[[ Dataset excerpts, beginning ]]

PR #1042, opened 2026-07-28
fix(frontend): strip debug console logs from production builds

### LINKED ISSUE #1040: fix(frontend): strip debug console logs from production builds
## Description

Production builds keep every debug `console.*` call. In the embedded widget the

[[ Dataset excerpts, end ]]

To do: Please set down all of the data above again, matching it exactly.

Answer to the problem:
PR #1042, opened 2026-07-28
fix(frontend): strip debug console logs from production builds

### LINKED ISSUE #1040: fix(frontend): strip debug console logs from production builds
## Description

Production builds keep every debug `console.*` call. In the embedded widget the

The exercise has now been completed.